# Meeko can still surprise me!!!



## buffie (May 31, 2010)

Didnt think there was much left for Meeko to surprise me with but I was wrong.8months old, 4:7 kg's in weight and he still climbs curtains :scared:He was chasing a spider in the "junk"room and got carried away.


----------



## Aurelia (Apr 29, 2010)

:lol:

Pesky spiders!
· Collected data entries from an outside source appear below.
PR #869, opened 2026-05-22
fix(wdl-engine): reopen the call cache lock file read-only before locking

### LINKED ISSUE #862: Call cache lock fails on shared HPC filesystem
**Describe the bug**
I was trying out the task call caching functionality on a HPC Linux node with:
```toml
[run.task]
cache = "on"
cache_dir = "sprocket_call_cache"
```
However `sprocket run` failed before workflow evaluation starts when task call caching is enabled.

Looking at the code path: https://github.com/stjude-rust-labs/sprocket/blob/df9a5275ae5d0f543047414792dfb58de733bac1/crates/wdl-engine/src/cache/lock.rs#L28-L39

the lock file is opened write-only, which is then used for a shared lock:

https://github.com/stjude-rust-labs/sprocket/blob/df9a5275ae5d0f543047414792dfb58de733bac1/crates/wdl-engine/src/cache/lock.rs#L61

Adding `.read(true)` in a local branch fixed the issue:
```rust
options.create(true).read(true).write(true);
```

**Expected behavior**
When call caching is enabled, Sprocket should create/open the call-cache .lock file and acquire the
shared lock successfully, then continue workflow evaluation.

**Terminal Output**
```bash
2026-05-20T08:54:05.398286Z  INFO wdl_engine::cache: using call cache directory `sprocket_call_cache`
error: failed to create workflow evaluator
Caused by:
    0: failed to acquire shared lock on cache entry file `sprocket_call_cache/.lock`
    1: Bad file descriptor (os error 9)
```

**Environment:**
- OS: Linux 
- Version: 0.25.0
- Shell: bash

tmokveld:
Fix #862

With `[run.task] cache = "on"`, `sprocket run` fails before workflow evaluation starts on NFS-backed filesystems:

```bash
error: failed to create workflow evaluator
Caused by:
    0: failed to acquire shared lock on cache entry file `sprocket_call_cache/.lock`
    1: Bad file descriptor (os error 9)
```

`acquire_shared(..., create: true)` created the global call-cache lock file with a write-only handle and then attempted to acquire a shared lock on that same handle. Apparently this works on some local filesystems, but can fail on NFS.

Fix:
When the lock file is missing, create it with `create_new(true)` using a temporary write handle and also deal with `AlreadyExists` in case of concurrent creators. The write handle is then explicitly dropped and the file is reopened read-only before acquiring the shared lock.

The `acquire_shared` test was renamed to `acquire_shared_existing_file ` to make it more explicit that an existing file is used, where the missing-file code-path is not followed. Added the `acquire_shared_creates_file_returns_readable_lock ` test to actually test the missing-file code-path.

For external contributors:

For all contributors:

      is implemented.

### DIFF
--- a/CHANGELOG.md
+++ b/CHANGELOG.md
@@ -7,10 +7,6 @@ and this project adheres to [Semantic Versioning](https://semver.org/spec/v2.0.0
 
 ## Unreleased
 
-### Fixed
-
-* Fixed shared lock acquisition to reopen new lock files read-only before locking.
-
 ## 0.25.0 - 2026-05-14
 
 ### Added
--- a/CHANGELOG.md
+++ b/CHANGELOG.md
@@ -7,6 +7,10 @@ and this project adheres to [Semantic Versioning](https://semver.org/spec/v2.0.0
 
 ## Unreleased
 
+### Fixed
+
+* Fixed shared lock acquisition to reopen new lock files read-only before locking.
+
 ## 0.25.0 - 2026-05-14
 
 ### Added
@@ -108,7 +112,7 @@ and this project adheres to [Semantic Versioning](https://semver.org/spec/v2.0.0
 * Increased SQLite `busy_timeout` from 5s to 30s and added retry with
   exponential backoff when opening the database
   ([#734](https://github.com/stjude-rust-labs/sprocket/pull/734)).
-* Fixed a bug where the `format`, `run`, `lock` and `inputs` commands would not 
+* Fixed a bug where the `format`, `run`, `lock` and `inputs` commands would not
   utilize the configured `fallback_version`
   ([#784](https://github.com/stjude-rust-labs/sprocket/pull/784)).
 
@@ -270,7 +274,6 @@ and this project adheres to [Semantic Versioning](https://semver.org/spec/v2.0.0
 * Apptainer-based backends now store converted container images within each run directory, rather than in a user-specified directory ([#463](https://github.com/stjude-rust-labs/sprocket/pull/463)).
 * `sprocket run` now writes a `.sprocketignore` file directly to the `runs/` directory instead of the `runs/<entrypoint>/` directory ([#481](https://github.com/stjude-rust-labs/sprocket/pull/481)).
 
-
 ### Fixed
 
 * Fixed a bug in `sprocket config init` where `sprocket.toml` was unnecessarily loaded and would fail if malformed ([#473](https://github.com/stjude-rust-labs/sprocket/pull/473)).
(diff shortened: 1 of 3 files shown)


crates/wdl-engine/src/cache/lock.rs
```diff
@@ -28,15 +28,41 @@ impl LockedFile {
...
-            // Create or open the file, but do not truncate it if it exists
-            let mut options = fs::OpenOptions::new();
-            options.create(true).write(true);
-            options.open(path).with_context(|| {
-                format!(
-                    "failed to create call cache entry file `{path}`",
-                    path = path.display()
-                )
-            })?
+            match fs::File::open(path) {
```
peterhuene: I think we could probably simplify the entire assignment of `file` to:

```rust
let file = match fs::File::open(path) {
    Ok(file) => file,
    Err(e) if e.kind() == io::ErrorKind::NotFound => {
        if !create {
            return Ok(None);
        }

        // Create the file, which requires writable access
        let mut options = fs::OpenOptions::new();
        options.create(true).write(true);
        options.open(path).with_context(|| {
            format!("failed to create file `{path}`", path = path.display())
        })?;

        // Re-open the file as readable as the lock is shared and we don't want the file
        // to be writable
        fs::File::open(path).with_context(|| {
            format!("failed to open file `{path}`", path = path.display())
        })?
    }
    Err(e) => {
        return Err(e).with_context(|| {
            format!("failed to open file `{path}`", path = path.display())
        })?;
    }
};
```

peterhuene (commented):
This looks good, thanks for fixing!

I have the one comment relating to simplifying the existing code along with this change.

Once the comment is addressed, I may push up a commit to your branch for unrelated changes to the error messages in this file as they are too specific (it's not always a call cache entry that is locked, it may also be the global cache lock).

claymcleod:
Also needs a `CHANGELOG.md` entry! Thanks for this

crates/wdl-engine/src/cache/lock.rs
tmokveld: Looks good to me! The only thing I kept was `create_new(true)` over `create(true)` to make the create path race-safe.

peterhuene: I think we would want the `create` race, though; if another sprocket instance creates the file before the current instance, `create` would end up opening the file instead of returning an error like `create_new` does.

We can't fix the other race, however, which is if someone deletes the file in-between the create and re-open calls (since Sprocket doesn't delete the file, that would be far less likely to be encountered).

tmokveld: Right, I understand now, I updated the PR

crates/wdl-engine/CHANGELOG.md
```diff
@@ -7,6 +7,10 @@ and this project adheres to [Semantic Versioning](https://semver.org/spec/v2.0.0
 
 ## Unreleased
 
+#### Fixed
+
+* Fixed shared lock acquisition to reopen new lock files read-only before locking.
```
peterhuene: Nit: add link to the PR.

```suggestion
* Fixed shared lock acquisition to reopen new lock files read-only before locking ([#869](https://github.com/stjude-rust-labs/sprocket/pull/869)).
```

CHANGELOG.md
```diff
@@ -7,6 +7,10 @@ and this project adheres to [Semantic Versioning](https://semver.org/spec/v2.0.0
 
 ## Unreleased
 
+### Fixed
+
+* Fixed shared lock acquisition to reopen new lock files read-only before locking.
+
```
peterhuene: We don't need to duplicate the WDL crate changes into the CHANGELOG for `sprocket` itself.

```suggestion
```

peterhuene: Or we can just revert the changes to this file.

peterhuene (approved):
Looks good, just the nits on the CHANGELOG entries (link to the PR and the root `CHANGELOG.md` is for sprocket itself, which doesn't need to duplicate the sub-crate changes.

peterhuene:
Just two nit comments to resolve; reverting the root CHANGELOG.md should also resolve the merge conflict (or we can rebase).

Regarding pushing up the changes to the error messages, I have a PR that I'll be putting up shortly and I'll just include those changes there rather than as part of this PR.

Thanks again for fixing this!

peterhuene (approved):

It's that time of year for them ... we seem to be getting more than our fair share as usual  But my little lot make light work of them


----------



## Dally Banjo (Oct 22, 2009)

:thumbup: YEY way to go Meeko  now if your mum fed you up a little you could have the whole lot down  :lol::lol::lol:


----------



## buffie (May 31, 2010)

Dally Banjo said:


> :thumbup: YEY way to go Meeko  now if your mum fed you up a little you could have the whole lot down  :lol::lol::lol:


If it had been the old runner the spider could have pulled it down :lol:


----------



## Aurelia (Apr 29, 2010)

I think the spiders in the house heard me ... 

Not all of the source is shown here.